Сама она решительно направила своего жеребца в поток, узкий, но быстрый. Сорди пнул своего малыша пяткой в брюхо — тот охотно последовал за старшими.
Перебралась на берег вся четвёрка вдалеке и от табуна, и от пожара.
— Узнаю эти места. Вот здесь настоящие покосы, — заметила Карди, соскочив со своего коня. Тот стоял на удивление спокойно и даже пригнул голову — цветочки нюхает, посмеялась она. Сложила наземь свой груз и начала в нём рыться.
— Ты тоже своего отпусти. Он парень привязчивый.
— Нравом хорош, да с виду не больно казист.
— А вот этого при нём вслух не говори. Это же самая лучшая для гор порода: и по горам ловко лазают, и по тропе без устали бегут, и в седле точно в зыбке качаешься, — на этих словах Карди достала именно что два небольших седла вроде бы спортивного фасона и две волосяных уздечки без трензелей. Надела одну узду на своего жеребца, другую протянула Сорди:
— Вон к той ветле обоих привяжи, там травка самая полезная с виду. Пусть пока не привязи пасутся, чуть позже мягкие путы наденем.

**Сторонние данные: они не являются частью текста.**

PR #53, opened 2022-07-01
Adding friktion yield adapter

0xconvexity:
adapter for friktion vaults
https://friktion.fi/

### DIFF
--- a/src/adaptors/friktion/index.js
+++ b/src/adaptors/friktion/index.js
@@ -1,0 +1,49 @@
+const axios = require("axios");
+const utils = require('../utils');
+
+async function tvl() {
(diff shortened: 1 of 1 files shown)


slasher125:
ty for the contribution!
One thing I'd change is the symbol content in ():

— Какие-то они совсем ручные.
— Просто человека вспомнили. И к тому же крещение огнём помогло.
— Чьё?
(Какая внешняя сила заставляет его задавать очевидные вопросы?)
— Твоё.
(И принимать как должное неординарные ответы.)
— Ты прошел воду, землю и огонь и со всем тремя побратался. Теперь тебе станут доверять. Видеть в тебе защитника.
Сёдла оказались, кстати, вовсе не спортивные — просто рассчитаны на здешних пони. Впрочем, Кардинена и против этого термина возразила:
— Пони определяются по высоте в холке. Сплошная арифметика. А наши скакуны — потомки лошадей викингов, порода, выращенная в чистоте. Жеребят от «золотых», соловых степняков и иных производителей сбывали на сторону. Возможно, по этой причине наши любимцы не страдают обычными конскими болезнями. А выводить можно и поменьше, и покрупнее. Вот Шерл — он ростом с арабчика, а это если не лучшая, то самая гармоничная порода в мире.